Когда же он наконец добрался до спальни, то обнаружил Констанс спящей, и на щеках ее были следы слез. Мужчины бездушны и легкомысленны! Настоящие людоеды, сексуальные маньяки и к тому же бесчувственные, грубые обыватели! Прямо с мокрыми волосами он залез в постель и крепко прижался к ее теплому телу, отчего она зашевелилась во сне. Несмотря на все свои переживания и угрызения совести, он мгновенно успокоился и тотчас, подобно пловцу, нырнул в освежающие невинные сны о своей ранней юности. Она всегда была где-то рядом, как некая мистическая мандала, представлявшая собой огромные зеленые крикетные поля, на которых одетые в белое игроки, похожие на друидов, неспешно маневрировали с битой и мячом, пока не звучал вечерний колокол, то есть часы на павильоне не били четыре раза. В высокой траве, окружавшей поле, лежали со своими учебниками и горсткой вишен школьники. Кролики, которых было не меньше, тоже располагались на краю поля, наблюдая за игроками. (Те же кролики теперь ходили по краешку секретных аэродромов, наблюдая, как "спитфайеры" отрабатывают взлеты и посадки.) Время от времени Сэм стонал во сне, и Констанс автоматически, не просыпаясь, обнимала его.
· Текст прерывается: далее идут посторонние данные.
PR #1086, opened 2018-11-18
[Bugfix/Enhancment] battery segment: Hides `(...)` if battery status is unknown on Linux

Syphdias:
This aims to only only show `(...)`instead of the remaining charge/discharge time, if the state of the batteries is unclear, i.e. while the status is `Charging` or `Discharging` but the charge rate, e.g. `power_now`.

If the `power_now` is 0 and the battery status is `Unknown` however. This will be ignored now. This can be the case one or multiple batteries are nearly full (\~98%) but stopped charging. Which seems to be the case quite frequently (examples from @dritter, @JulienPivard and myself)

I also added some test to ensure i behaves correctly.

### DIFF
--- a/segments/battery.p9k
+++ b/segments/battery.p9k
@@ -77,7 +77,7 @@ prompt_battery() {
   if [[ "$__P9K_OS" == 'Linux' ]] || [[ "$__P9K_OS" == 'Android' ]]; then
     # needed if files or directory do not match globbing pattern
     local sysp="${ROOT_PREFIX}/sys/class/power_supply"
-    declare -a bats
+    local -a bats
     bats=( $sysp/(BAT*|battery)(N) )
     [[ ${#bats} == 0 ]] && return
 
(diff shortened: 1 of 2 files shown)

А двумя этажами ниже усталый, с вытянувшимся лицом Блэнфорд завершал уничтожение записей, которые казались ему теперь нестерпимо самодовольными и избитыми из-за всей этой звонкой вычурности. "Кинем кости и подсчитаем очки - вот что решает, быть ли любовникам в ладу или нет, щелкнет в их душе что-то или нет, родится ли на свет чистая любовь или нечто гадкое - то гадкое, что передастся их детям". Он вздохнул и стал смотреть, как клочок бумаги горит в окружении других клочков, ибо Блэнфорд для своего аутодафе использовал камин. За это он потом получит нагоняй, его заставят убирать в комнате. О Ливии он почти не упоминал, было еще слишком больно; а что до рассуждений о ней, новостей о ней и так далее, то он не без презрения предоставил это все Феликсу Чатто.
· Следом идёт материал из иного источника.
PR #1102, opened 2018-11-27
[Enhancement] Allow to user to specify number of last directories to show with truncate_to_last

MichaelAquilina:
#### Description
Opening this PR up a bit early as a proof of concept and hoping to get some guidance about whether you think this the right approach to re-use an existing strategy or just an entirely new one. I'll update the README + tests once I have a clearer idea of how to approach this :)

This PR adds the ability for the user to specify how *many* directories to show before truncating all characters before it with the `truncate_to_last` strategy.

#### Questions
I guess the main question is should we re-use the `truncate_to_last` strategy or should we add an entirely new one?

There is also some discussion about the name of the variable used to specify the number of parent folders to show (which I've set to -1 to be backwards compatible).

### DIFF
--- a/README.md
+++ b/README.md
@@ -407,6 +407,7 @@ Customizations available are:
 |`P9K_DIR_SHORTEN_LENGTH`|`2`|If your shorten strategy, below, is entire directories, this field determines how many directories to leave at the end. If your shorten strategy is by character count, this field determines how many characters to allow per directory string.|
 |`P9K_DIR_SHORTEN_STRATEGY`|None|How the directory strings should be truncated. See the table below for more informations.|
 |`P9K_DIR_SHORTEN_DELIMITER`|`..`|Delimiter to use in truncated strings. This can be any string you choose, including an empty string if you wish to have no delimiter.|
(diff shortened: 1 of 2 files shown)


dritter:
Hi @MichaelAquilina !

Thanks for you PR. Thinking about this, this is the same as the default truncation strategy.. Even `truncate_to_last` is redundant..

This should give you the same output:
```zsh
# Number of directories that you want to see
P9K_DIR_SHORTEN_LENGTH=3
# Trigger the default truncation strategy. Any name will do.
P9K_DIR_SHORTEN_STRATEGY=dir
```

MichaelAquilina:
Will try that instead then. Thanks @dritter !

MichaelAquilina:
Is this available on `master`? Trying out your recommendation does not seem to work for me there but seems to work on `next`

dritter:
Yep. That should work with:
```zsh
POWERLEVEL9K_SHORTEN_DIR_LENGTH=3
POWERLEVEL9K_SHORTEN_STRATEGY=dir
```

"Поведение Европы приемлемо для тех, кто пил символическую кровь Воскресения и жевал плоть Создателя". Так думал Блэнфордов Старик с острова из "Тысячи и одной ночи" - об англиканской церкви. Пикантный вопрос - а так ли он сам пессимистичен? Блэнфорд размышлял, курил, недоумевал и в конце концов ответил "да", он довольно потрудился, чтобы не бояться подобной опасности.
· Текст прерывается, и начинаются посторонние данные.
PR #1089, opened 2018-11-19
[WIP] Reorganize segments

dritter:
This PR reorganizes segments and draws together test, documentation and code. I did this as a proof of concept for the `anaconda` segment. The goal would be to reorganize all segments accordingly.
It boils down to create a directory per segment and move code and tests there, and create a new README in this directory for this segment.

### Motivation
There are multiple motivations for this:
1. More focus in the main README. As documentation grows in one file, it looses focus and gets overwhelming. Important information gets drown in the information flood. On the other hand, we always struggle with keeping the information short and precise, probably by leaving out details or going not so much in depth with every segment. By splitting the README into separate files, the main README gets more room for important things and we have more space to go into detail for every segment.
2. It is hard for users to follow the documentation. Some information is in the main README, some is in the wiki (e.g. https://github.com/bhilburn/powerlevel9k/wiki/Stylizing-Your-Prompt#special-segment-colors). This confusion could be solved by documenting the segment states in the according README in the segment.
3. Drawing together what belongs together. Keeping Code and Tests in separate directories creates a lot of distance.. By splitting the code feature-wise, we get a better architecture.

PR #1112, opened 2018-12-08
[Enhancement] A setting to hide stashed changes count for git

Thecentury:
#### Description
Added a setting `P9K_VCS_HIDE_STASHES` that allows to hide git stashed changes count.
Its default value is `false`.

Here is how status without stashed changes count looks like:
image


dritter:
Hi @Thecentury ,

thanks for the PR. TBH, I am a bit ambivalent here. Not sure if we want to add a switch for this. Disabling stashes could also be done by removing `git-stash` from `P9K_VCS_GIT_HOOKS`. That way VCS_INFO wouldn't even bother to call that hook in the first place.
Maybe this is more a documentation issue that I hope to solve with #1089 ..

Thecentury:
Hi @dritter, thank you for your reply. Didn't knew this can be done in this way.

dritter:
Alright. I documented the VCS hooks here f73e260c5bc6521f6d09353ccd542fad1063ad6e . That commit will land in `next` soon. Thanks @Thecentury

PR #1214, opened 2019-03-17
[Enhancement] Refactor command_execution_time.p9k segment

ChrisBaker97:
I wanted to add an "s" after the seconds display, in the case that the execution time was under a minute, to make it clearer what units were being displayed, when there were no colons. 

In the process of investigating this modification, I noticed that the code for formatting either whole or partial seconds (depending on the `P9K_COMMAND_EXECUTION_TIME_PRECISION` variable) seemed unnecessarily complex. By eliminating the pre-declaration of the number type and replacing it with a `printf` statement to format on the fly, I was able to squash a three-way `if`/`elif`/`else` control structure into a single line.

I also noticed that all this formatting was being done every time, regardless of whether the execution time actually exceeded the threshold, so I moved that logic to the front of the module, so that none of those computations happen if nothing will be displayed anyway.

### DIFF
--- a/segments/command_execution_time/command_execution_time.p9k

Больная пара, вся в грехах,
На наш воззрилась бред и страх!
Потом ему попалась на глаза другая бумажка, и написанному на ней предполагалась более долгая жизнь в его размышлениях. "Если реальные люди могут сожительствовать с существами, созданными их воображением, - скажем, в романе - какие же дети родятся от такого союза: подкидыши?" Он беспомощно засмеялся голосом Сатклиффа и вышел на террасу. Ночь стояла прекрасная, шелковисто-синяя, и звезды выстроились как на параде, изо всех сил сверкая в по-оперному синей тьме.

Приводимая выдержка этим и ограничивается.